Reproduce all of the listing below without alteration.

> **Information supplied**

★ ★ ★ ★

PR #180, opened 2024-01-28
Updating next interval calculator file

spiderjako:
## Description

In another PR, Yordan [proposed](https://github.com/santiment/san-chain-exporter/pull/178#discussion_r1466620295) to reform my changes in that same PR a bit and I figured that I could take those changes into a separate PR

### DIFF
--- a/blockchains/eth/lib/next_interval_calculator.js
+++ b/blockchains/eth/lib/next_interval_calculator.js
@@ -1,55 +1,52 @@
-function isNewBlockAvailable(worker) {
-  return worker.lastExportedBlock < worker.lastConfirmedBlock;
-}
 /**
- * Return the next interval to be fetched.
- * NOTE: this method modifies the member variables of its argument
- *
- * @param {*} worker A worker object, member variables would be modified
- * @returns An object like so:
- * {
- *  success: Boolean,
- *  fromBlock: Integer,
- *  toBlock: Integer
- * }
+ * Returns the context in which the worker finds itself at a given moment:
+ * 
+ * 0 : Exporting blocks that are behind the last confirmed block
+ * 
+ * 1 : We've caught up to the last confirmed block. After a query to the node, we find out that there's a higher goal
+ * 
+ * 2 : We've caught up to the last confirmed block. After a query to the node, we find out that we've caught up
+ * 
+ * @param {BaseWorker} worker A worker instance, inherriting the BaseWorker class.
+ * @returns {number} A number, which points to one of the above-given scenarios
  */
-async function nextIntervalCalculator(worker) {
-  // Check if we need to ask the Node for new Head block. This is an optimization to skip this call when the exporter
-  // is behind the last seen Head anyways.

★ ★ ★ ★

> **Output**
PR #180, opened 2024-01-28
Updating next interval calculator file

spiderjako:
## Description

In another PR, Yordan [proposed](https://github.com/santiment/san-chain-exporter/pull/178#discussion_r1466620295) to reform my changes in that same PR a bit and I figured that I could take those changes into a separate PR

### DIFF
--- a/blockchains/eth/lib/next_interval_calculator.js
+++ b/blockchains/eth/lib/next_interval_calculator.js
@@ -1,55 +1,52 @@
-function isNewBlockAvailable(worker) {
-  return worker.lastExportedBlock < worker.lastConfirmedBlock;
-}
 /**
- * Return the next interval to be fetched.
- * NOTE: this method modifies the member variables of its argument
- *
- * @param {*} worker A worker object, member variables would be modified
- * @returns An object like so:
- * {
- *  success: Boolean,
- *  fromBlock: Integer,
- *  toBlock: Integer
- * }
+ * Returns the context in which the worker finds itself at a given moment:
+ * 
+ * 0 : Exporting blocks that are behind the last confirmed block
+ * 
+ * 1 : We've caught up to the last confirmed block. After a query to the node, we find out that there's a higher goal
+ * 
+ * 2 : We've caught up to the last confirmed block. After a query to the node, we find out that we've caught up
+ * 
+ * @param {BaseWorker} worker A worker instance, inherriting the BaseWorker class.
+ * @returns {number} A number, which points to one of the above-given scenarios
  */
-async function nextIntervalCalculator(worker) {
-  // Check if we need to ask the Node for new Head block. This is an optimization to skip this call when the exporter
-  // is behind the last seen Head anyways.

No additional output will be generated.